* [TASK]:
In the records that come next, find every line with "opened". Return those lines.
○ ○ ○ ○ ○ ○ ○
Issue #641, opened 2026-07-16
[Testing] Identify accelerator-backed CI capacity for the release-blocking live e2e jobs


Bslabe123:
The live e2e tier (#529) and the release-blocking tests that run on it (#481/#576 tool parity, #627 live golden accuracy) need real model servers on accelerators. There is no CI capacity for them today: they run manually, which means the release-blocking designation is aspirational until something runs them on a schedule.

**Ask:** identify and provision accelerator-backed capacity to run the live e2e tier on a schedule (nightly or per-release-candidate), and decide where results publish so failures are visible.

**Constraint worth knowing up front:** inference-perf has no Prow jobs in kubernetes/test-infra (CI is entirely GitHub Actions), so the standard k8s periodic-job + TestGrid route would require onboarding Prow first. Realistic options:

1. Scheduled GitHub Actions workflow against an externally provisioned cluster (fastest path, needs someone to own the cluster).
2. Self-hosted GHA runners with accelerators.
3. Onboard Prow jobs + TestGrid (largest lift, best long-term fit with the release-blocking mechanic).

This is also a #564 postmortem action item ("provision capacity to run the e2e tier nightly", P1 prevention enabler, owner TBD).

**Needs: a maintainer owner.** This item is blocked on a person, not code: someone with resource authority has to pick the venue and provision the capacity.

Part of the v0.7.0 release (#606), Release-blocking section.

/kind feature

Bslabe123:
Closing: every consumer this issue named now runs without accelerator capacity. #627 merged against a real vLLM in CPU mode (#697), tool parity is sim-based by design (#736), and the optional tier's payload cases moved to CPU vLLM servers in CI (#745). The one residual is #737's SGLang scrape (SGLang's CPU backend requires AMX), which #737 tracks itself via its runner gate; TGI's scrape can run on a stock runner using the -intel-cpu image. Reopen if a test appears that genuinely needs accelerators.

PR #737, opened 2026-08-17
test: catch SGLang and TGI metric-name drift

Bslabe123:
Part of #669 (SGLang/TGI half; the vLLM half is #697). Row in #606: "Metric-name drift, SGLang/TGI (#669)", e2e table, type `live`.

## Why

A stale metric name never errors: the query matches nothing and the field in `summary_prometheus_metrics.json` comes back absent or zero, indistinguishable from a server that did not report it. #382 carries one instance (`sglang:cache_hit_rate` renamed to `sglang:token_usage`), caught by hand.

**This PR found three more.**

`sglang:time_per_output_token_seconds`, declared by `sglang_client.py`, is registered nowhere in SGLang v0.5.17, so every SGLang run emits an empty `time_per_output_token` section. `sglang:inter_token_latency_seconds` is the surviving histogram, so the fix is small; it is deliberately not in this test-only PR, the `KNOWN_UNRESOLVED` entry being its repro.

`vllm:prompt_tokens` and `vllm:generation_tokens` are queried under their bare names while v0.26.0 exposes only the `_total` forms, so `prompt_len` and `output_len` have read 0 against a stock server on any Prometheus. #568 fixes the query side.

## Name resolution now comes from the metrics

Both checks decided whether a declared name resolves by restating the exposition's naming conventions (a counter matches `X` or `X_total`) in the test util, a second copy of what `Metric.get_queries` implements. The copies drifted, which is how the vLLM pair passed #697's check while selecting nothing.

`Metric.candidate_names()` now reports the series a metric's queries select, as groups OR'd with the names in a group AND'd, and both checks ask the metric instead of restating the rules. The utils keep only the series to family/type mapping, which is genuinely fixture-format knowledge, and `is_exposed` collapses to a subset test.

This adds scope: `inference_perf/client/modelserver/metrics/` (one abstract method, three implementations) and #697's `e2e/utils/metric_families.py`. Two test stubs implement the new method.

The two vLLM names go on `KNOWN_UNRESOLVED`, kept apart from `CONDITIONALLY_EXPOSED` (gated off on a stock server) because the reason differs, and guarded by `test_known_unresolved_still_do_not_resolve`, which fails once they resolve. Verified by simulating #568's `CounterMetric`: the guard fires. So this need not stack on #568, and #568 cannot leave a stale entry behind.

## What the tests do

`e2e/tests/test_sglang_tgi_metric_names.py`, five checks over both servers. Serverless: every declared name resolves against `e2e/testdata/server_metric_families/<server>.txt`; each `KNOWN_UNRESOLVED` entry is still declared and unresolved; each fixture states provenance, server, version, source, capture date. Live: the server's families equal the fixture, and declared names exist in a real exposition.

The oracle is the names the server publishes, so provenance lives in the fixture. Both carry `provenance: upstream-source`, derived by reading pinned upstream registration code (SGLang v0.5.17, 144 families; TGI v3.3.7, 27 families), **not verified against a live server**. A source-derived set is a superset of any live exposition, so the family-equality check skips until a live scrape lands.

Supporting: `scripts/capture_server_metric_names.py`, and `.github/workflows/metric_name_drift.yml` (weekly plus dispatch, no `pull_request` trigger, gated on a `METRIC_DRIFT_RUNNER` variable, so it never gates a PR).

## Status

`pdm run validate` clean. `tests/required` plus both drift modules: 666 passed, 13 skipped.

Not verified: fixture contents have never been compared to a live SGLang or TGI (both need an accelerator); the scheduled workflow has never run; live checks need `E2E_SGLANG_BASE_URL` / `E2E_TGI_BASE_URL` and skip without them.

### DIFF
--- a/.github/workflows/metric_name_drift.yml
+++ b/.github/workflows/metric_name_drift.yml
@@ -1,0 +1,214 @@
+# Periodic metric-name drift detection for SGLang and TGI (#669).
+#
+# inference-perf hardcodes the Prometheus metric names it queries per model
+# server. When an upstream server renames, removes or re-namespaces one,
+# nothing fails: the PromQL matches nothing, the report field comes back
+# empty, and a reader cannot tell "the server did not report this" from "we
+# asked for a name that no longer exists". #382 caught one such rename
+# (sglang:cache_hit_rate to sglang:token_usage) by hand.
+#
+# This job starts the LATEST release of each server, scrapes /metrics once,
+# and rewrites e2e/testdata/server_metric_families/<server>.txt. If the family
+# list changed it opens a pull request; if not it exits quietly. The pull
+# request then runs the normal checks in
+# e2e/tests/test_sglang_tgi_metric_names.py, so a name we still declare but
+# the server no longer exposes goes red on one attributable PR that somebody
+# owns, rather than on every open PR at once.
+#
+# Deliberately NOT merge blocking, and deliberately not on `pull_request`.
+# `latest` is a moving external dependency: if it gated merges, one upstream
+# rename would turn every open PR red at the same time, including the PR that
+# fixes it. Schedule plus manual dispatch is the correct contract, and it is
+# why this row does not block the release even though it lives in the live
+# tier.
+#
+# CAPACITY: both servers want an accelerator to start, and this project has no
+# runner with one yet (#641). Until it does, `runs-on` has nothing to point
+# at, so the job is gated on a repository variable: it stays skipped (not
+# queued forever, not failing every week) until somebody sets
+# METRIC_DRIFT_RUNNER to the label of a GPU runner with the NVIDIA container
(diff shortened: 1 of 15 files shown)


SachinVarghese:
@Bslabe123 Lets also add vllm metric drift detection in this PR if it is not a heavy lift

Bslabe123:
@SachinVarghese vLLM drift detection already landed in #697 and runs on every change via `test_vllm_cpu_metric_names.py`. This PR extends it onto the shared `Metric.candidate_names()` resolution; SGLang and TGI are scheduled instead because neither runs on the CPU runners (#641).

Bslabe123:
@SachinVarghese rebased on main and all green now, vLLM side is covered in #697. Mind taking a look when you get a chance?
○ ○ ○ ○ ○ ○ ○
* [REPLY TO THE TASK]:
Issue #641, opened 2026-07-16
PR #737, opened 2026-08-17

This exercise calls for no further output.